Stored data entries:

PR #1484, opened 2021-04-18
Check home directory, fixes #1304

### LINKED ISSUE #1304: Check whether HOME dir exists and is writable.
## Description

Separated from the PR https://github.com/rnpgp/rnp/pull/1302#issuecomment-691087258

antonsviridenko:


antonsviridenko:
ping @ni4

src/common/file-utils.cpp
```diff
@@ -109,6 +109,19 @@ rnp_fopen(const char *filename, const char *mode)
 #endif
 }
 
+int
+rnp_access(const char *path, int mode)
+{
+#ifdef _WIN32
+    try {
+        return _waccess(wstr_from_utf8(path).c_str(), mode);
```
rrrooommmaaa, line 117: Should we mask 0x1 bit as only values 0, 2, 4 and 6 are supported on Windows according to 
https://docs.microsoft.com/en-us/cpp/c-runtime-library/reference/access-waccess?view=msvc-160
Also, the docs say, "it does not check the filesystem security settings",
meaning that if the directory needs administrative permissions `rnp_access` may return success.
Should we consider this situation?

src/rnp/fficli.cpp
```diff
@@ -1552,6 +1552,13 @@ rnp_cfg_set_ks_info(rnp_cfg &cfg)
         defhomedir = true;
     }
 
+    struct stat st;
+
+    if (rnp_stat(homedir.c_str(), &st) || rnp_access(homedir.c_str(), R_OK | W_OK)) {
+        ERR_MSG("Home directory '%s' does not exist or is not writeable!", homedir.c_str());
```
ni4, line 1558: Looks like 'writable' is more common spelling then 'writeable'.

ni4 (approved):
LGTM, just minor spelling comment.
Thanks!

src/rnp/fficli.cpp
ronaldtse: Ping, thanks @antonsviridenko !

src/common/file-utils.cpp
antonsviridenko: I think removing X_OK definition on Windows should be enough? So only supported values are defined as macros.

About second part,
looks like WinAPI implemenation of this task is bit complicated,
I've found some guide here
https://blog.aaronballman.com/2011/08/how-to-check-access-rights/
but in comments there are reports that it does not properly work on Windows 8 and newer...

antonsviridenko: And some Windows-specific test case must be added then,
where test home directory exists, but write access is not allowed for
Windows user running tests. This will require admin privileges...

antonsviridenko: @rrrooommmaaa @ni4 @ronaldtse should we implement checking Windows security permissions or keep as is?

ni4: @antonsviridenko Actually it's not just for tests - we should make sure that if user runs rnp (via FFI or CLI) on non-writeable home directory, it handles this case gracefully. I think this could be extracted to the separate task.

■ What you will do: Please retype all of the records above exactly as they are.

■ Solution for this task:
PR #1484, opened 2021-04-18
Check home directory, fixes #1304

### LINKED ISSUE #1304: Check whether HOME dir exists and is writable.
## Description

Separated from the PR https://github.com/rnpgp/rnp/pull/1302#issuecomment-691087258

antonsviridenko:


antonsviridenko:
ping @ni4

src/common/file-utils.cpp
```diff
@@ -109,6 +109,19 @@ rnp_fopen(const char *filename, const char *mode)
 #endif
 }
 
+int
+rnp_access(const char *path, int mode)
+{
+#ifdef _WIN32
+    try {
+        return _waccess(wstr_from_utf8(path).c_str(), mode);
```
rrrooommmaaa, line 117: Should we mask 0x1 bit as only values 0, 2, 4 and 6 are supported on Windows according to 
https://docs.microsoft.com/en-us/cpp/c-runtime-library/reference/access-waccess?view=msvc-160
Also, the docs say, "it does not check the filesystem security settings",
meaning that if the directory needs administrative permissions `rnp_access` may return success.
Should we consider this situation?

src/rnp/fficli.cpp
```diff
@@ -1552,6 +1552,13 @@ rnp_cfg_set_ks_info(rnp_cfg &cfg)
         defhomedir = true;
     }
 
+    struct stat st;
+
+    if (rnp_stat(homedir.c_str(), &st) || rnp_access(homedir.c_str(), R_OK | W_OK)) {
+        ERR_MSG("Home directory '%s' does not exist or is not writeable!", homedir.c_str());
```
ni4, line 1558: Looks like 'writable' is more common spelling then 'writeable'.

ni4 (approved):
LGTM, just minor spelling comment.
Thanks!

src/rnp/fficli.cpp
ronaldtse: Ping, thanks @antonsviridenko !

src/common/file-utils.cpp
antonsviridenko: I think removing X_OK definition on Windows should be enough? So only supported values are defined as macros.

About second part,
looks like WinAPI implemenation of this task is bit complicated,
I've found some guide here
https://blog.aaronballman.com/2011/08/how-to-check-access-rights/
but in comments there are reports that it does not properly work on Windows 8 and newer...

antonsviridenko: And some Windows-specific test case must be added then,
where test home directory exists, but write access is not allowed for
Windows user running tests. This will require admin privileges...

antonsviridenko: @rrrooommmaaa @ni4 @ronaldtse should we implement checking Windows security permissions or keep as is?

ni4: @antonsviridenko Actually it's not just for tests - we should make sure that if user runs rnp (via FFI or CLI) on non-writeable home directory, it handles this case gracefully. I think this could be extracted to the separate task.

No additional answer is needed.